Task brief:
Using the data that follows, return exactly the lines from the one that contains "assembled in step 1." through the one that contains "This looks good.", ends included.

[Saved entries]
---*---
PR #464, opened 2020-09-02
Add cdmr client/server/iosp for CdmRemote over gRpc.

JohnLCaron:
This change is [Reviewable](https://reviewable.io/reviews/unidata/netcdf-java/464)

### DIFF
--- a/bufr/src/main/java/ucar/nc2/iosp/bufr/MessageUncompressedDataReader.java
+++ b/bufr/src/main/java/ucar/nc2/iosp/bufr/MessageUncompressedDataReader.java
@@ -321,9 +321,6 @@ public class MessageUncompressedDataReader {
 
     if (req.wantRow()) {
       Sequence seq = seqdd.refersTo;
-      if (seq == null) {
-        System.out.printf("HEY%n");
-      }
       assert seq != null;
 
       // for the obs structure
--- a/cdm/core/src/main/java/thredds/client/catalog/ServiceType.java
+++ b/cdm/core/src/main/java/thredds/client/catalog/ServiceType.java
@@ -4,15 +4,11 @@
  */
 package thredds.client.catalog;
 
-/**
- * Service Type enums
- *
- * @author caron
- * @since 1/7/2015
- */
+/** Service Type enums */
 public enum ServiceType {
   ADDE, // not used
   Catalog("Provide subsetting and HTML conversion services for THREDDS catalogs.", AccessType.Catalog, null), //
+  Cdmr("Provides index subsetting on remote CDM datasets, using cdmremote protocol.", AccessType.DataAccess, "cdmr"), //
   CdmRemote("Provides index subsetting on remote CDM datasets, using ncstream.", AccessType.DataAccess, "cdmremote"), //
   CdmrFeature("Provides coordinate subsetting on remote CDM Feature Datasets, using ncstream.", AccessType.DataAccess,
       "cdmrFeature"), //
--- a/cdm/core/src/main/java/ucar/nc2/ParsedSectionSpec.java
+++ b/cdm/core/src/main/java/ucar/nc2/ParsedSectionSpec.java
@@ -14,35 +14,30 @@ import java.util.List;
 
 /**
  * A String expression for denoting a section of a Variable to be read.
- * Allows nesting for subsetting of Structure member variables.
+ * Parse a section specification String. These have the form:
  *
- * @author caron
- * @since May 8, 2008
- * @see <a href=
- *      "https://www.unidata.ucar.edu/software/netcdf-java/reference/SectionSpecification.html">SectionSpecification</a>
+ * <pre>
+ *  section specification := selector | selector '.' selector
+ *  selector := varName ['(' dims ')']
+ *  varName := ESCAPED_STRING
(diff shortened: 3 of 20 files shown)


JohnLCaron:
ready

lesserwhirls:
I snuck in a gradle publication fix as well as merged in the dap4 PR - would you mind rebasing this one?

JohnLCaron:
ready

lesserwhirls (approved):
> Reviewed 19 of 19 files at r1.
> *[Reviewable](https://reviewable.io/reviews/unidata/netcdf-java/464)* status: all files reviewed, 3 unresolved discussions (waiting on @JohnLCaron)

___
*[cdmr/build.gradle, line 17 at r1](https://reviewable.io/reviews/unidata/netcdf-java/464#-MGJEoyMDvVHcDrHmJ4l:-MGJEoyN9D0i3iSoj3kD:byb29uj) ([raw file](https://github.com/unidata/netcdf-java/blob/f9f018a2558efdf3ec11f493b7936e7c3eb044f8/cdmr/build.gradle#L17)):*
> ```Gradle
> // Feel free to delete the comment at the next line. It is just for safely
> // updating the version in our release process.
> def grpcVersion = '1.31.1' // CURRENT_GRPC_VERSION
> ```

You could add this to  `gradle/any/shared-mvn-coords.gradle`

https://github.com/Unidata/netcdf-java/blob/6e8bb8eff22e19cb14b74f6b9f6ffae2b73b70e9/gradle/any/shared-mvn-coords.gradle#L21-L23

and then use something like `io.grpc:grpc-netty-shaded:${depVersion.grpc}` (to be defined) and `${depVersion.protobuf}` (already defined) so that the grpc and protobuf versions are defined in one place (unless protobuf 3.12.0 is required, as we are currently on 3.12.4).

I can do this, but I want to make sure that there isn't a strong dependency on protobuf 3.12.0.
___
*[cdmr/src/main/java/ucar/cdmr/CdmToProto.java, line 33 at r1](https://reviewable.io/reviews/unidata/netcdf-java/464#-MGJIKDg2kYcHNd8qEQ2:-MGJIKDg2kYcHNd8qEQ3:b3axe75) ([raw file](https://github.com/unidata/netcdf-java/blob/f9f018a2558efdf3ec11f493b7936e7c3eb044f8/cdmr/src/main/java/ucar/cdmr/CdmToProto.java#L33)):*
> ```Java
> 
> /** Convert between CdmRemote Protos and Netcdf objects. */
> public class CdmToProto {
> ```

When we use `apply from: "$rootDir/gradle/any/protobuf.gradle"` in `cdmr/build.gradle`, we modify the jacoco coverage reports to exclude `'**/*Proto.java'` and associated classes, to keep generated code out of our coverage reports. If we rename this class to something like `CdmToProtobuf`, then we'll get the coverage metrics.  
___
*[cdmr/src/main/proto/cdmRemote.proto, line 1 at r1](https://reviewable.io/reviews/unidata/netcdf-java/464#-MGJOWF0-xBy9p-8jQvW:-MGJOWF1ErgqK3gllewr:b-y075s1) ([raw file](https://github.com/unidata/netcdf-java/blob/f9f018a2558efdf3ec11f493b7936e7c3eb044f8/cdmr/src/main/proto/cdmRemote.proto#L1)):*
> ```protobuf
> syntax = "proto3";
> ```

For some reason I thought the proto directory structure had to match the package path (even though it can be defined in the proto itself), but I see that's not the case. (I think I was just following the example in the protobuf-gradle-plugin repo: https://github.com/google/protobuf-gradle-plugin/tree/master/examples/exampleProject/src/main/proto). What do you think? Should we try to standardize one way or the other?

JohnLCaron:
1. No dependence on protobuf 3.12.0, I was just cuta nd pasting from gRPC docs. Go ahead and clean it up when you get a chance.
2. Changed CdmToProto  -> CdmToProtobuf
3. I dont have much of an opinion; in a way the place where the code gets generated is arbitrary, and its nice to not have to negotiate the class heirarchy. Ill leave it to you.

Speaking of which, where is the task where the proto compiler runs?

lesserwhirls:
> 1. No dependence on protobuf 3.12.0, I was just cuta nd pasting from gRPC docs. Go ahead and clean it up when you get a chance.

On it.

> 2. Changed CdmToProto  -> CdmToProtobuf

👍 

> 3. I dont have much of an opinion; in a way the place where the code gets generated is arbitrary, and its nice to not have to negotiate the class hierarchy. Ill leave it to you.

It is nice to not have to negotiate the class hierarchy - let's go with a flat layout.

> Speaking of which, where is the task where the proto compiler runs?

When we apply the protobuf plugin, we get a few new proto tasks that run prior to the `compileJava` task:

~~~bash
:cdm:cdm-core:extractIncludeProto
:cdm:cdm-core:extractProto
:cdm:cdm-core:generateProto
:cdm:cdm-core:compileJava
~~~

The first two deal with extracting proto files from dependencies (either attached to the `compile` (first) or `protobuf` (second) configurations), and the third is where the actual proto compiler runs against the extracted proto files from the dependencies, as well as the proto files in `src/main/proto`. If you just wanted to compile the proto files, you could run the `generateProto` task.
---*---
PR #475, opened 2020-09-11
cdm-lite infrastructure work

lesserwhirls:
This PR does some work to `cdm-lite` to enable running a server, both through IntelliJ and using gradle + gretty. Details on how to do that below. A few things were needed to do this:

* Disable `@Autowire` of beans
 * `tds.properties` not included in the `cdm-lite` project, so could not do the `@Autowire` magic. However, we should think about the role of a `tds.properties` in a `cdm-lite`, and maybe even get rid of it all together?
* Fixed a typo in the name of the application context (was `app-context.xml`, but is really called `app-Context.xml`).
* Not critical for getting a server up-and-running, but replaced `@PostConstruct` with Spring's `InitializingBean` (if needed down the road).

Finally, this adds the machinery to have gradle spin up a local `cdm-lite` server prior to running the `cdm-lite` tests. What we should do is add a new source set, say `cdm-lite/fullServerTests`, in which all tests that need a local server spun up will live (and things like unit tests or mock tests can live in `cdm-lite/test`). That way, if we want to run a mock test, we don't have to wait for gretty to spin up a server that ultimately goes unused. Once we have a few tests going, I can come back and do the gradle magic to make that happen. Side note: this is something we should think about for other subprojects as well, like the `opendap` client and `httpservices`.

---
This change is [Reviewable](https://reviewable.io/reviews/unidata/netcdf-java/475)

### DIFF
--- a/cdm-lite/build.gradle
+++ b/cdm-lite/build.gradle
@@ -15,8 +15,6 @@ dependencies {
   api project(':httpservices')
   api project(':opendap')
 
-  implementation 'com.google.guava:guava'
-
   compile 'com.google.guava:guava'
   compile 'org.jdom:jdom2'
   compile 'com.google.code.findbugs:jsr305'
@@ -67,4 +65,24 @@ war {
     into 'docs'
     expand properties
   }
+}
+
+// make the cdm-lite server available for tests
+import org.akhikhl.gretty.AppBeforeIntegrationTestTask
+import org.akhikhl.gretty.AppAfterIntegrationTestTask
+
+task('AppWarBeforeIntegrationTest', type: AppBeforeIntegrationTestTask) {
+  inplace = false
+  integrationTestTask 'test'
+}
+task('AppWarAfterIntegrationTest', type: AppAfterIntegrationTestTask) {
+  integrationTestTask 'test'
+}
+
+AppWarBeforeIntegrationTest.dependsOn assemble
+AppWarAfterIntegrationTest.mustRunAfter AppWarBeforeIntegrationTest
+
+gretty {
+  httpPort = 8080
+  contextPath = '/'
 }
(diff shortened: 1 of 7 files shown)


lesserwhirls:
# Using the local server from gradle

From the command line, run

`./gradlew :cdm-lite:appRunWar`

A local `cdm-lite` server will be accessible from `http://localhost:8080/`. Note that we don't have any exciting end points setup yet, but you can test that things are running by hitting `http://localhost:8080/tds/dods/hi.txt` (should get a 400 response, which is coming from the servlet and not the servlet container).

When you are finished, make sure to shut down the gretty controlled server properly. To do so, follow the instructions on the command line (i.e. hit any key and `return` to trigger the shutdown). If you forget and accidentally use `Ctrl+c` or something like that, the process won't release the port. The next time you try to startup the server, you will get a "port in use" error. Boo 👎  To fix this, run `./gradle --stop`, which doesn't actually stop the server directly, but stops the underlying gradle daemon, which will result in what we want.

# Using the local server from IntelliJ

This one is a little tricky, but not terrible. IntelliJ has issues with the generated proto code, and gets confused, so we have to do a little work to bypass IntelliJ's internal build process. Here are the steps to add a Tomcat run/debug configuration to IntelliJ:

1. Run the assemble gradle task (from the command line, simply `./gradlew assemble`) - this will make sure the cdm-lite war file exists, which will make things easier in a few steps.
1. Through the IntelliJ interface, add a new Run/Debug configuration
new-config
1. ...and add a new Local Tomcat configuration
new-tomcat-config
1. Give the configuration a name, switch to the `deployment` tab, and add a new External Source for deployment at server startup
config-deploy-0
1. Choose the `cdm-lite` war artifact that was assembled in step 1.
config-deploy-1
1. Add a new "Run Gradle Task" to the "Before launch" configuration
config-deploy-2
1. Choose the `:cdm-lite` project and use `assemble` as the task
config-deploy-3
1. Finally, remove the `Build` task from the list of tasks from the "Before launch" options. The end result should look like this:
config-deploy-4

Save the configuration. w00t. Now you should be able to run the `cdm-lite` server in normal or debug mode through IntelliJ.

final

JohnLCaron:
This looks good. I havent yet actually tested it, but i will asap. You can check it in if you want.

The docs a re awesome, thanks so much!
---*---
Your response:
1. Choose the `cdm-lite` war artifact that was assembled in step 1.
config-deploy-1
1. Add a new "Run Gradle Task" to the "Before launch" configuration
config-deploy-2
1. Choose the `:cdm-lite` project and use `assemble` as the task
config-deploy-3
1. Finally, remove the `Build` task from the list of tasks from the "Before launch" options. The end result should look like this:
config-deploy-4

Save the configuration. w00t. Now you should be able to run the `cdm-lite` server in normal or debug mode through IntelliJ.

final

JohnLCaron:
This looks good. I havent yet actually tested it, but i will asap. You can check it in if you want.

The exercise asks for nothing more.